- Interactive map of African Lion Safari
- 33°53′58″S 150°36′10″E﻿ / ﻿33.8994868°S 150.6026459°E
- Date opened: 1968
- Date closed: 1991
- Location: Warragamba, New South Wales, Australia
- Annual visitors: 200,000

= African Lion Safari (Warragamba) =

Closed wildlife park in Australia

The African Lion Safari was a wildlife park that opened on 17 August 1968. It operated near Warragamba on the outskirts of Sydney in New South Wales, Australia until 1991.

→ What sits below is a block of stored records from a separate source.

PR #3670, opened 2026-08-06
support: capture KEDA ScaledObjects and TriggerAuthentications in the dump

### LINKED ISSUE #1914: Add support to capture keda CRDs in support dump
If a user is using fission mqt of type keda, several keda CRDs are also created. However, these CRDs aren't captured by support dump. 

Capability to capture keda CRDs using support dump command.

sushantlokhande14:
Closes #1914.

## What

A `MessageQueueTrigger` of type `keda` causes the scaler manager to create a `ScaledObject` and, for secret-bearing triggers, a `TriggerAuthentication` (`pkg/mqtrigger/scalermanager.go`). Neither appeared in `fission support dump`, so a scaling problem on a keda mqt had to be diagnosed without the objects that actually drive the scaling.

Adds a `KedaDumper` for both kinds, registered as `fission-keda-scaledobjects` and `fission-keda-triggerauthentications`.

## Three decisions worth reviewing

**1. Ownership filter, not "dump everything."** KEDA is a cluster-wide component that other workloads use too, so listing every `ScaledObject` would put an unrelated team's scaling config into a fission support bundle. Only objects whose `ownerReferences` contain a `MessageQueueTrigger` are dumped.

This is also why it can't reuse the existing label-selector-based `KubernetesObjectDumper`: `getScaledObject`/`getAuthTriggerSpec` set **no labels** on what they create — only `newOwnerReference(...)` — so ownership is the only selector available.

**2. A cluster without KEDA is not an error.** That's the normal case for anyone not using keda mqts. `NoKindMatch`/`NotFound` from the list is reported via `console.Verbose(2, ...)` rather than `console.Warn`, so a warning doesn't appear in every bundle from every non-KEDA install. A `Forbidden` or any other error still warns — there's a table test pinning that distinction.

**3. The Vault token is masked.** `TriggerAuthenticationSpec.HashiCorpVault.Credential.Token` is a **plaintext token**, and it is the one field in the spec that carries a credential inline — `secretTargetRef`, `configMapTargetRef`, `env` and even `azureKeyVault`'s `clientSecret.valueFrom` all *name* a Secret or ConfigMap rather than holding its value, so those are safe to dump as-is.

Masked with `"-"`, matching what `pkgClean` already does for archive literals. Fission's own scaler only ever sets `secretTargetRef`, so in practice this never fires — but a support dump is sent to a third party, and nothing stops an operator editing the object the scaler created. The masking deep-copies first, since the token sits behind a pointer shared with the List result.

## Tests

`keda_test.go`, 5 tests + 4 subtests, all passing:

- **Ownership** — of three ScaledObjects (MQT-owned, Deployment-owned, unowned), only the MQT-owned one is written.
- **Masking** — the token string never appears in the dumped file, and the field is present as `token: '-'` so it is clear it *was* set rather than absent.
- **No mutation** — `triggerAuthClean` leaves the input object's token intact.
- **Unknown kind** — writes nothing, doesn't panic.
- **`kedaAbsent`** — table test: `NoKindMatchError` and `NotFound` → quiet skip; `Forbidden` and an arbitrary error → real warning.

## Verification

```
go build ./...                              clean
go vet ./pkg/fission-cli/cmd/support/...    clean
go test ./pkg/fission-cli/cmd/support/...   ok  (5 tests, 4 subtests)
gofmt                                       clean
```

`go.mod`/`go.sum` are untouched — `github.com/kedacore/keda/v2` is already a direct dependency, and both the typed and fake clientsets come from that module. No codegen, no API or CRD change.

## Note

I used `console.Verbose(2, ...)` for the KEDA-absent path to keep bundles from non-KEDA clusters clean. If you'd rather that be `Warn` for discoverability, it's a one-line change — say the word.

### DIFF
--- a/pkg/fission-cli/cmd/support/dump.go
+++ b/pkg/fission-cli/cmd/support/dump.go
@@ -98,6 +98,11 @@ func (opts *DumpSubCommand) do(input cli.Input) error {
 		"fission-crd-mqtriggers":    resources.NewCrdDumper(opts.Client(), resources.CrdMessageQueueTrigger),
 		"fission-crd-timetriggers":  resources.NewCrdDumper(opts.Client(), resources.CrdTimeTrigger),
 		"fission-crd-canaryconfigs": resources.NewCrdDumper(opts.Client(), resources.CrdCanaryConfig),
+
+		// KEDA objects created by the mqt-keda scaler for MessageQueueTriggers.
+		// Skipped quietly when KEDA is not installed.
+		"fission-keda-scaledobjects":          resources.NewKedaDumper(opts.Client(), resources.KedaScaledObject),
+		"fission-keda-triggerauthentications": resources.NewKedaDumper(opts.Client(), resources.KedaTriggerAuthentication),
 	}
 
 	dumpName := fmt.Sprintf("%v_%v", DUMP_ARCHIVE_PREFIX, time.Now().Unix())
--- a/pkg/fission-cli/cmd/support/resources/keda.go
+++ b/pkg/fission-cli/cmd/support/resources/keda.go
@@ -1,0 +1,143 @@
+// SPDX-FileCopyrightText: The Fission Authors
+//
+// SPDX-License-Identifier: Apache-2.0
+
+package resources
+
+import (
+	"context"
+	"fmt"
+
+	kedav1alpha1 "github.com/kedacore/keda/v2/apis/keda/v1alpha1"
+	kedaClient "github.com/kedacore/keda/v2/pkg/generated/clientset/versioned"
+	apierrors "k8s.io/apimachinery/pkg/api/errors"
+	apimeta "k8s.io/apimachinery/pkg/api/meta"
+	metav1 "k8s.io/apimachinery/pkg/apis/meta/v1"
+
+	"github.com/fission/fission/pkg/fission-cli/cmd"
+	"github.com/fission/fission/pkg/fission-cli/console"
+)
+
+const (
+	KedaScaledObject          = "ScaledObject"
+	KedaTriggerAuthentication = "TriggerAuthentication"
+)
+
+// mqtKind mirrors mqtrigger.MqtKind, the Kind the mqt-keda scaler stamps into
+// the OwnerReferences of every KEDA object it creates. Duplicated rather than
+// imported because pkg/mqtrigger would pull the controller-runtime scaler
+// machinery into the CLI binary.
+const mqtKind = "MessageQueueTrigger"
+
+// KedaDumper dumps the KEDA objects that fission's mqt-keda scaler manager
+// creates for MessageQueueTriggers (see pkg/mqtrigger/scalermanager.go).
+//
+// Only objects owned by a MessageQueueTrigger are dumped. KEDA is a
+// cluster-wide component that other workloads use too, and a support bundle
+// should carry fission's own resources, not an unrelated team's ScaledObjects.
+// The scaler sets no labels on what it creates, so ownership is the only
+// selector available — which is why this cannot reuse the label-selector-based
+// KubernetesObjectDumper.
+type KedaDumper struct {
+	client   kedaClient.Interface
+	kedaType string
+	// clientErr defers a client-construction failure to Dump, so one
+	// unavailable client cannot abort the whole support bundle.
+	clientErr error
+}
+
+func NewKedaDumper(client cmd.Client, kedaType string) Resource {
+	kc, err := kedaClient.NewForConfig(client.RestConfig)
+	return KedaDumper{client: kc, kedaType: kedaType, clientErr: err}
+}
+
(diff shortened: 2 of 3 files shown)


sanketsudake:
Reviewed this closely. All three decisions in your description hold up under checking, and I verified each rather than taking them on trust:

- **Ownership is the only available selector.** `scalermanager.go:353` and `:490` both stamp `newOwnerReference(mqt.Name, mqt.UID)`, and the only `Labels:` in that file is on the consumer Deployment — so `KubernetesObjectDumper` genuinely cannot be reused.
- **The masking claim is accurate for the pinned KEDA v2.20.1.** I walked the whole `TriggerAuthenticationSpec`: `HashiCorpVault.Credential.Token` really is the only inline-string credential. `AzureKeyVault.Credentials.ClientSecret`, `GCPSecretManager`, `AwsSecretManager` and `OAuth2.ClientSecret` all go through `ValueFrom` → `SecretKeyRef`, `Env` carries variable names only, and `VaultSecret.Value` is tagged `json:"-"` so the JSON-based `sigs.k8s.io/yaml` drops it.
- **DeepCopy-before-mask is necessary, not defensive noise** — `Credential` is a pointer shared with `items.Items[i]`. `TestKedaDumperLeavesTheListedObjectUnmutated` is the standout test here; shared-pointer mutation is exactly the class that survives review.

I pushed one commit to your branch (`4e7f2833`), tests only, no production change.

### What I changed and why

Two assertions passed regardless of the behaviour they named:

1. **The ownership filter is applied at two call sites, but only the ScaledObject one was covered.** Replacing the `TriggerAuthentication` check with `if false && ...` left the whole suite green. That is the branch most worth covering, since it is what keeps another team's Vault address and secret names out of a bundle sent to a third party. Added an unowned `TriggerAuthentication` alongside the owned one.
2. **`TestKedaDumperUnknownTypeWritesNothing` seeded an empty clientset**, so "wrote nothing" held however the `default` branch behaved — making it dump every ScaledObject still passed. Seeded both kinds so a fallthrough produces a file.

Verified both mutations now fail.

### On your open question

`console.Verbose(2, ...)` is right — it matches the level all 22 other `Verbose` calls in `pkg/fission-cli` use, and a warning in every bundle from every non-KEDA install would be noise. One thing worth considering as a follow-up: at default verbosity nothing is printed **and** nothing lands in the dump directory, so an engineer reading the tarball later cannot tell "no KEDA installed" from "the list failed". A one-line `keda-not-installed.txt` marker in the dump dir would carry the reason in-band.

### Not blocking, worth a follow-up

- **`keda.go:26-30` — the duplication rationale is not correct.** The comment says importing `pkg/mqtrigger` would pull the scaler machinery into the CLI binary; it is already there. `go list -deps ./cmd/fission-cli` contains `github.com/fission/fission/pkg/mqtrigger`, via the blank imports at `cmd/fission-cli/app/app.go:36-37`, and `go list -deps ./pkg/mqtrigger` contains zero `pkg/fission-cli` packages, so there is no cycle either. The constant itself is harmless — the wrong reason is the problem, because the next reader will re-duplicate on it. Either use `mqtrigger.MqtKind`, or replace the rationale with a "keep in sync" note.
- **`keda.go:56-63` — the ownership match ignores `APIVersion`.** Any CRD whose Kind is `MessageQueueTrigger`, in any group, satisfies a filter whose stated purpose is excluding other teams' objects. `newOwnerReference` stamps both fields from `mqtrigger.MqtKind` / `MqtAPIVersion`, so comparing both composes with the point above.
- **`keda.go:70` — the `IsNoMatchError` branch is unreachable through a typed clientset.** `NoKindMatchError` comes from a RESTMapper; the generated KEDA clientset goes straight to REST and gets a 404, which `IsNotFound` handles. Harmless as defensive breadth, but the test comment `// What a cluster without the KEDA CRDs actually returns` sits on the NoMatch case and enshrines the misconception. Worth moving onto the `NewNotFound` case.
- **`keda.go:83`/`:102` — `kedaAbsent`'s wiring is untested.** Inverting the branch, so real errors go quiet and missing CRDs warn, fails nothing. `PrependReactor("list", "scaledobjects", ...)` is the seam.
- **`keda.go:50` — a nil `RestConfig` panics rather than taking the `clientErr` path.** `kedaClient.NewForConfig` opens with `configShallowCopy := *c`. Because `NewKedaDumper` is called inside the `ress` map literal, that panic would abort the whole dump before any dumper runs — exactly what `clientErr` exists to prevent. Not reachable through the shipped CLI today, so latent rather than live, but `cmd.Client{...}` literals without `RestConfig` are common across the CLI test tree.

One note that is **not** on this PR: `ScaledObject.spec.triggers[].metadata` is dumped unmasked, and it is literally `mqt.Spec.Metadata`. That is pre-existing — `fission-crd-mqtriggers` already writes the same map unmasked — so it is a separate issue, not a reason to hold this.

There was also a dolphinarium in the African Lion Safari.

==History==
African Lion Safari was opened by Stafford Bullen (1925-2001) in 1968. At the time, Bullen was still operating a travelling circus, in 1969 he opened a second venture in neighbouring wallacia Bullen's Animal World. For the opening, a promotional single of The Tokens' "The Lion Sleeps Tonight" was recorded by a band using the name "The Love Machine" (the band turned out to be Tymepiece). The safari was popular in its early years and attracted up to 200,000 visitors each year.

With the suburbs encroaching on the facility, and extensive work required to upgrade the park following legislative changes, it eventually closed in 1991 but continued to hold animals on site that were used in a circus but not displayed to the public.

African Lion Safari originally opened in Warragamba, where it had a drive through area full of wild animals i.e. lions, tigers and bears.

==Incidents==
On 7 August 1995, a lioness escaped from the (by then closed to the public for several years) park, roamed the nearby townships of Warragamba and Silverdale, and killed a dog. The lioness responsible for killing the dog was shot by a park employee. As a result of the escape, the park was required to upgrade facilities. A bear also escaped and was shot by residents, as reported by Michael Feeny.